Seventy-one patients met the study criteria with mean (±SD) age of 71.6 (±16.4) years, 58% women, median admit National Institutes of Health Stroke Scale 9 (interquartile range, 4-18), median onset to triage 45 minutes (30-65), and median first MRI to intravenous tissue-type plasminogen activator 47 minutes (39-59).

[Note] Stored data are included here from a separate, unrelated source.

PR #515, opened 2026-06-11
[feat] Inject apps/web public config at runtime (supersedes ADR-025)

brownm09:
## Summary

Phase 2 of the ADR-025 work (#388). Eliminates build-time `NEXT_PUBLIC_*` embedding in `apps/web` and injects public config at **runtime**, so the web image builds **once** and promotes everywhere — restoring the byte-identical promotion contract ADR-025's per-env builds gave up.

**Design (new ADR-028, supersedes ADR-025):** the root layout (a Server Component, `force-dynamic`) reads runtime env and injects it two ways:
- An inline `<head>` `<script>` sets `window.__PUBLIC_CONFIG__` before hydration (consumed by the non-React `lib/client-api.ts`), also passed to a `PublicConfigProvider` for `usePublicConfig()`.
- `<ClerkProvider publishableKey={process.env.CLERK_PUBLISHABLE_KEY}>` — Clerk's runtime-key prop pattern (unblocks the synchronous client mount).

`packages/api-client` `baseUrl` now accepts a `() => string` thunk; the browser client resolves it lazily per request.

**Env-var renames** (drop `NEXT_PUBLIC_` so Next.js does not inline them):
`NEXT_PUBLIC_CLERK_PUBLISHABLE_KEY` → `CLERK_PUBLISHABLE_KEY`, `NEXT_PUBLIC_API_URL` → `PUBLIC_API_URL` (browser-facing; distinct from server-side `API_URL`), `NEXT_PUBLIC_DEFAULT_PROGRAM` → `DEFAULT_PROGRAM`, and `NEXT_PUBLIC_DEV_AUTH_TOKEN` folded into the existing `DEV_AUTH_TOKEN`.

**Pipeline:** `deploy.yml` collapses the two per-env web builds + per-env value-resolution steps into a single `web:<sha>` build; both `deploy.yml` and `staging.yml` inject the values at runtime on the Cloud Run/GKE deploy (alongside the existing `CLERK_SECRET_KEY`). Declarative infra (Cloud Run YAML, Terraform, GKE web chart) updated for parity. `apps/web/Dockerfile` `ARG NEXT_PUBLIC_*` removed.

> **Local dev note:** untracked `apps/web/.env` / `.env.local` files must rename `NEXT_PUBLIC_API_URL`→`PUBLIC_API_URL`, `NEXT_PUBLIC_DEFAULT_PROGRAM`→`DEFAULT_PROGRAM`, `NEXT_PUBLIC_CLERK_PUBLISHABLE_KEY`→`CLERK_PUBLISHABLE_KEY`, and drop `NEXT_PUBLIC_DEV_AUTH_TOKEN` (`.env.example` is already updated).

## Acceptance criteria

1. ✅ Deploy pipeline builds the web image exactly once per commit (single `web:<sha>` build).
2. ✅ `web:<sha>` deployed to staging and production serves env-specific values, injected at runtime via `--set-env-vars`/`--update-secrets` (Cloud Run) and ConfigMap/Secret (GKE).
3. ✅ New ADR-028 records the runtime-injection design and explicitly supersedes ADR-025 (status flipped, README/adr-references updated).
4. ✅ Verification rewritten in `docs/deploy.md` → "Verifying runtime public config": the bundle now carries **no** embedded public values for **either** env (it's injected at runtime), plus a `window.__PUBLIC_CONFIG__` runtime check.

## Testing

`npm run build --filter=@lifting-logbook/web` succeeds with **no** build-args and no Clerk key; every route reports `ƒ (Dynamic)`, confirming `force-dynamic` removed the build-time prerender dependency.

Per-workspace results (Docker up; full API DB E2E ran):
- `@lifting-logbook/api-client`: **Tests: 22 passed, 0 skipped, 0 failed** — adds thunk-`baseUrl` resolution test.
- `@lifting-logbook/core`: **Tests: 199 passed, 0 skipped, 0 failed**.
- `@lifting-logbook/web`: **Tests: 88 passed, 0 skipped, 0 failed** — adds `public-config` (server assembly, script escaping, window read, provider/hook) and `client-api` (runtime base URL + dev-token gating) suites.
- `@lifting-logbook/api`: **Tests: 366 passed, 0 skipped, 0 failed** (Testcontainers Postgres).

New testable behavior is covered (coverage gate satisfied). Pre-PR suppression and test-integrity greps: clean. No `package.json`/lockfile changes. Playwright `apps/web/e2e` not run locally in this session — env-var renames are mirrored in `playwright.config.ts`; CI's Playwright job exercises it.

## Risk audit

- **Security:** `CLERK_PUBLISHABLE_KEY`/`PUBLIC_API_URL` are non-secret public values; `devAuthToken` is emitted only when `DEV_AUTH_TOKEN` is set (never in deployed envs). No secret enters `window.__PUBLIC_CONFIG__`. Inline-script JSON escapes `<` to prevent `</script>` breakout (tested).
- **Resilience/rollback:** promote-everywhere makes the staging gate exercise the exact prod artifact. Revert = restore two builds. Prod pre-promote gate already validates the publishable-key secret.
- **Data integrity/migrations:** N/A — no schema/data changes.

## Review findings disposition (`/review`, 2026-06-11)

Posted review: blocking=0, non_blocking=6. All addressed — none left as-is.

- **[reliability] localhost/undefined config fallback masks a deploy misconfig** — Fixed in `2d18945`: `readServerPublicConfig` now throws in a deployed runtime (`NODE_ENV==='production'`, not the `next build` phase) when `PUBLIC_API_URL` is unset/empty, refusing the localhost fallback (the silent-misconfig class behind #395/#458). 3 guard tests added (throws unset, throws empty-string, build-phase exempt).
- **[reliability] `staging.yml` `--update-env-vars` vs `deploy.yml` `--set-env-vars`** — Fixed in `2d18945`: `staging.yml` web deploy now uses `--set-env-vars` (replace), so the deploy command is the single source of truth for the env set; comment added.
- **[maintainability] `DEFAULT_PROGRAM` documented as runtime var but wired nowhere** — Fixed in `2d18945`: annotated as code-default-only in deployed envs in ADR-028 and both `.env.example` files (matches prior `NEXT_PUBLIC_DEFAULT_PROGRAM`, never set in build-args).
- **[reliability] `docs/deploy.md` verification grep used a `run.app` literal** — Fixed in `2d18945`: greps the resolved API hostnames from `gcloud run services describe` (a custom-domain/GKE host would otherwise slip past); replaced `/tmp` with a workdir `mktemp`.
- **[performance] `force-dynamic` root blast radius** — Verified, no code change needed: no route uses `generateStaticParams` and the only other `dynamic` exports are the already-dynamic `/livez` and `/api/healthz` routes, so no previously-static route loses optimization. Documented in ADR-028 Consequences. CI staging deploy + Playwright + integration are green on per-request SSR.
- **[maintainability] `PublicConfigProvider` has no product consumer yet + CI retains a `pk_test_` placeholder** — By design, no change: `PublicConfigProvider`/`usePublicConfig` is the ADR-028-documented React delivery channel (covered by a test); the CI/Playwright `pk_test_` placeholder is a harmless valid-format value kept belt-and-suspanders.

Fix commit: `2d18945`. Local re-verification: `@lifting-logbook/web` **91 passed, 0 skipped, 0 failed** (+3 guard tests); `npm run build --filter=@lifting-logbook/web` green (all routes `ƒ (Dynamic)`); lint clean; suppression + test-integrity greps clean.


brownm09:
## Review: [feat] Inject apps/web public config at runtime (supersedes ADR-025)

### Summary
**Merge with minor changes.** This is a clean, well-scoped refactor that restores build-once / promote-everywhere by moving the three public config values off build-time `NEXT_PUBLIC_*` inlining onto runtime injection. Two independent analysis passes (correctness/security and reliability/perf/maintainability) found **no blocking defects**: the inline-script escaping is sufficient for the `<script>` context, no secret can reach `window.__PUBLIC_CONFIG__`, `devAuthToken` is correctly gated to `DEV_AUTH_TOKEN`-set envs only, no residual `NEXT_PUBLIC_*` runtime reads remain, and the GKE `PUBLIC_API_URL` is correctly the external endpoint (not the cluster-internal `API_URL`). CI is fully green — **Build & Push Images** (the keyless web Docker build), **Deploy web (staging)**, **Staging Integration Tests**, and **Playwright E2E** all pass — which empirically validates the load-bearing assumption that `force-dynamic` suppresses the `/_not-found` build-time Clerk prerender. The highest-value follow-ups are reliability hardening (fail-loud on deploy-time misconfig) and one confirmed workflow inconsistency. All are non-blocking but should be fixed-in-PR or filed per ADR-028.

---

### Non-Blocking Findings

**[reliability]** `apps/web/lib/public-config.ts` (`PUBLIC_CONFIG_FALLBACK` / `readServerPublicConfig`)
The server read falls back to `http://localhost:3004` whenever `PUBLIC_API_URL` is unset/empty, and the layout passes a possibly-`undefined` `CLERK_PUBLISHABLE_KEY` straight to `<ClerkProvider>`. The deploy path mitigates this well (`deploy.yml:678` pre-promote secret check; GKE `[ -n "$CLERK_PUB" ] || exit 1`; `PUBLIC_API_URL` sourced from the terraform `cloud_run_api_url` output), so this is not a live gap today. But the localhost fallback is a *new* way to ship a "healthy" image silently pointed at localhost in production — the exact silent-misconfig class this repo has been bitten by (#395, #458). Build-time inlining at least failed loud.
**Suggestion:** In `readServerPublicConfig`, when `process.env.NODE_ENV !== 'development'` and `PUBLIC_API_URL` is unset/empty, throw (or emit an error-level log) instead of returning the localhost default. Keep the localhost fallback for the SSR-guard/client path and local dev only.

**[reliability]** `.github/workflows/staging.yml:641` vs `.github/workflows/deploy.yml:495,918`
`staging.yml` uses `--update-env-vars` (merge) for the web service env block while `deploy.yml` uses `--set-env-vars` (replace) for the same block. With merge semantics a variable later removed from the deploy command persists on the revision, and the two pipelines can diverge in what the running revision actually carries.
**Suggestion:** Align `staging.yml` on `--set-env-vars` so the deploy command is the single source of truth for the env set (or add a comment if merge semantics are deliberate for staging).

**[maintainability]** `docs/adr/ADR-028-web-runtime-public-config.md` env table + `apps/web/lib/active-program.ts`
`DEFAULT_PROGRAM` is listed in the ADR rename table as a managed runtime var "read in `lib/active-program.ts`", but it is wired in **no** deploy surface — not the deploy/staging workflow web steps, Cloud Run YAML, Terraform, or the GKE configmap/values. Every deployed env silently uses the hardcoded `'5-3-1'` default. (This matches `origin/main`'s `NEXT_PUBLIC_DEFAULT_PROGRAM`, so it is not a regression — but the doc now presents it as a first-class wired runtime value, which will mislead the next person trying to change the default via env.)
**Suggestion:** Either wire `DEFAULT_PROGRAM` through the deploy steps + manifests to match the doc, or annotate the ADR table and `.env.example` that it is intentionally code-default-only in deployed envs (local-dev override only).

**[reliability]** `docs/deploy.md` "Verifying runtime public config"
The embed-absence grep matches `run\.app` literally. That only matches `*.run.app` API hostnames; a custom-domain or GKE-ingress API URL would not match, so the gate can pass while a value is in fact embedded. The `window.__PUBLIC_CONFIG__` grep is also brittle (depends on no `<` in the value).
**Suggestion:** Capture the resolved API hostnames from `gcloud run services describe` (as the prior ADR-025 check did) and grep for those, so the verification can't pass on a custom-domain miss.

**[performance]** `apps/web/app/layout.tsx` — `export const dynamic = 'force-dynamic'`
Forcing the **root** layout dynamic opts every route out of static generation/ISR; all pages become per-request SSR. This is intentional and necessary (the layout's `process.env` reads must be request-time), and CI's green staging deploy + Playwright + integration runs confirm it functions — but the blast radius (root = all routes, including `/_not-found` and any error pages) is broader than the minimal need, and the ADR states the tradeoff without confirming no route relied on static optimization.
**Suggestion:** Confirm no route uses `generateStaticParams`/static rendering today (if so, the tradeoff is free), and have ADR-028 note the route set was verified. No code change needed if all routes are already dynamic.

**[maintainability]** `apps/web/components/PublicConfigProvider.tsx` + `.github/workflows/ci.yml` / `playwright.config.ts`
Two minor items: (1) `PublicConfigProvider` / `usePublicConfig()` has no consumer in the diff outside its own test — it ships the SSR-safe context channel ahead of need (harmless given all three channels derive from one server read, but currently YAGNI). (2) CI and Playwright retain the `pk_test_...` placeholder under `CLERK_PUBLISHABLE_KEY` "belt-and-suspenders", which slightly tensions the ADR's claim that the key is no longer needed at build.
**Suggestion:** Acceptable as-is; optionally drop the unused provider until a component needs it, and reconcile the ci.yml comment with the ADR wording (keep the key and soften the ADR, or confirm it's droppable and file a follow-up).

---

### Findings Disposition
Per ADR-028, each finding above is to be fixed in this PR or filed-and-linked before merge — none left as-is. Disposition (fixed in `<sha>` | filed `#N`) will be recorded in a "Review findings disposition" section of the PR body prior to `gh pr merge`.

---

In binary multiple logistic regression analysis, younger age (odds ratio, 1.165; P=0.014; 95% confidence interval [CI], 1.031-1.316), lower admit National Institutes of Health Stroke Scale (odds ratio, 1.221; P=0.012; 95% confidence interval, 1.045-1.427), decrease in mean transit time volume at 2 hours (odds ratio, 1.021; P=0.031; 95% confidence interval, 1.002-1.040), and decrease in DWI volume at 24 hours (odds ratio, 1.173; P=0.027; 95% confidence interval, 1.018-1.351) were significant predictors of favorable clinical outcome.
Reversal of the DWI volume at 24 hours because of immediate reperfusion in patients post thrombolysis is predictive of favorable clinical outcome.
我们假设,仅当伴有即刻再灌注时,24小时弥散加权成像(DWI)体积的逆转才能预测良好的临床结局。我们的目的是量化静脉注射组织型纤溶酶原激活剂后2小时和24小时的即刻DWI及平均通过时间变化,以评估再灌注和DWI变化对结局的影响。
从“卒中与缺血性神经影像病变演变项目”中选取患者,这些患者需具备可评估DWI和灌注加权成像的急性MRI,接受标准静脉组织型纤溶酶原激活剂治疗,溶栓后2小时和24小时有可评估DWI和灌注加权成像的MRI,且出院时直至90天有随访的液体衰减反转恢复MRI。一名阅片者使用经过验证的技术测量DWI、平均通过时间和液体衰减反转恢复体积。一名血管神经科医生在入院时、2小时和24小时对美国国立卫生研究院卒中量表进行评分,并在出院时、5天、30天和90天对改良Rankin量表进行评分。良好的临床结局定义为改良Rankin量表评分为0或1。
71例患者符合研究标准,平均(±标准差)年龄为71.6(±16.4)岁,女性占58%,入院时美国国立卫生研究院卒中量表中位数为9(四分位间距,4 - 18),发病至分诊中位数为45分钟(30 - 65),首次MRI至静脉注射组织型纤溶酶原激活剂中位数为47分钟(39 - 59)。在二元多因素逻辑回归分析中,年龄较小(比值比,1.165;P = 0.014;95%置信区间[CI],1.031 - 1.316)、入院时美国国立卫生研究院卒中量表较低(比值比,1.221;P = 0.012;95%置信区间,1.045 - 1.427)、2小时时平均通过时间体积减小(比值比,1.021;P = 0.031;95%置信区间,1.002 - 1.040)以及24小时时DWI体积减小(比值比,1.173;P = 0.027;95%置信区间,1.018 - 1.351)是良好临床结局的显著预测因素。
溶栓后患者因即刻再灌注导致的24小时DWI体积逆转可预测良好的临床结局。